--- WORK TO COMPLETE ---
From the records below, state how many lines include the word "displays", giving only that number.

===== RECORDS TO USE =====

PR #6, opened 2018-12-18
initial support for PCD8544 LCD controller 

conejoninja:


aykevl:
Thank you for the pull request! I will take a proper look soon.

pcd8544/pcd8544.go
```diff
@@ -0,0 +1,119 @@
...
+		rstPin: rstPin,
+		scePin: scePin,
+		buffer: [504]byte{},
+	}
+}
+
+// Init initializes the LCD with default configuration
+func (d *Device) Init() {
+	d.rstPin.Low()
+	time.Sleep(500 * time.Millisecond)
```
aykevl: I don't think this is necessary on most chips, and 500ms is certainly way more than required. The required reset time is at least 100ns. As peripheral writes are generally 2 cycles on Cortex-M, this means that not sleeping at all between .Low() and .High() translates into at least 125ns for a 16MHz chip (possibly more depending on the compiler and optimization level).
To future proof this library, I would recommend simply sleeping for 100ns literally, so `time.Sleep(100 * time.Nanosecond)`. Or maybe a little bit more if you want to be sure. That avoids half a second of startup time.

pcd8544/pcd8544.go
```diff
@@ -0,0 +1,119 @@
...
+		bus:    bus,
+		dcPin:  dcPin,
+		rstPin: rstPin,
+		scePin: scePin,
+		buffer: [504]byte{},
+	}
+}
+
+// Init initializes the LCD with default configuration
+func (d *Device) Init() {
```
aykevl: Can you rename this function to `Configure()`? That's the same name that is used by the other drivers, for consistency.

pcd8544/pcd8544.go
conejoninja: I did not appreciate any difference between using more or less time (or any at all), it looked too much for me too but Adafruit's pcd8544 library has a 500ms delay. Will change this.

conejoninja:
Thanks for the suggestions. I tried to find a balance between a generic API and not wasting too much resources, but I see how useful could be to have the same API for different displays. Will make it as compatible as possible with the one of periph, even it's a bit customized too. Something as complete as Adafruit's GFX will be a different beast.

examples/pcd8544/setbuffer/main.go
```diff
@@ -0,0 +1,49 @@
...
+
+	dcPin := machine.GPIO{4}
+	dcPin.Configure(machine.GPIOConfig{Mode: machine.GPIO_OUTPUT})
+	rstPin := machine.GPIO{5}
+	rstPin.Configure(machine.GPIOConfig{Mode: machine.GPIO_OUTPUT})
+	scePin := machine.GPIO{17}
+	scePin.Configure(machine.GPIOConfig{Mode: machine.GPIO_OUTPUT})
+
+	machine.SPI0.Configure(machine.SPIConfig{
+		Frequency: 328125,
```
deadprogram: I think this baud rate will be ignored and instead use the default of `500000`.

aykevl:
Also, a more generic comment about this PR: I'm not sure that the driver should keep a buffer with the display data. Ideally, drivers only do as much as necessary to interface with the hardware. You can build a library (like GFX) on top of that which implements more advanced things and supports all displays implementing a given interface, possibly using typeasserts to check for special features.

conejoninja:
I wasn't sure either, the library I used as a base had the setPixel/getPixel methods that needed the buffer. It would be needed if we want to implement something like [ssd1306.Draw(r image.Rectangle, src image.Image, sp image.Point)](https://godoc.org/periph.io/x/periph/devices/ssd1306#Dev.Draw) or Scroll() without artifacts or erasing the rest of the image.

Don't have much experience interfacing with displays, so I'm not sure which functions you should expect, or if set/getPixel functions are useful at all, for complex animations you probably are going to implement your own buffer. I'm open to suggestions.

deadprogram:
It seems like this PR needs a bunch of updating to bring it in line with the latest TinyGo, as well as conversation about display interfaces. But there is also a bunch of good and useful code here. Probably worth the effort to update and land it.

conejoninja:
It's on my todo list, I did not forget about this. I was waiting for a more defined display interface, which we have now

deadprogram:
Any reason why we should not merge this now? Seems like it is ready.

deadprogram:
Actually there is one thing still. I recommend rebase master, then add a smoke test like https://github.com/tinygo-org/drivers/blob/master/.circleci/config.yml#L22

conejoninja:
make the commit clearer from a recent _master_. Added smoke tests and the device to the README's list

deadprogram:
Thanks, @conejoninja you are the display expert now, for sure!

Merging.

=====

--- RESULT FOR THIS EXERCISE ---
3